Top of TASK DATA
PR #1718, opened 2022-07-04
Ignore NaNs in FeatureFeatureCorrelation

TheSolY:
Minor fix to the encoding, the rest is the default behavior of pandas corr. 
In the future we should implement a function to encode categorical dataframe with the options to keep NaNs or replace the with an int.


deepchecks/tabular/checks/data_integrity/feature_feature_correlation.py
```diff
@@ -81,6 +82,8 @@ def run_logic(self, context: Context, dataset_kind) -> CheckResult:
         num_features = [f for f in dataset.numerical_features if f in df.columns]
         cat_features = [f for f in dataset.cat_features if f in df.columns]
         encoded_cat_data = df.loc[:, cat_features].apply(lambda x: pd.factorize(x)[0])
+        # NaNs are encoded as -1, replace back to NaN
+        encoded_cat_data.replace(-1, np.NaN, inplace=True)
```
Bottom of TASK DATA
EXERCISE — Where in the entries above does the word "columns" appear? Copy each line that has it.

OUTPUT OF THE EXERCISE —
         num_features = [f for f in dataset.numerical_features if f in df.columns]
         cat_features = [f for f in dataset.cat_features if f in df.columns]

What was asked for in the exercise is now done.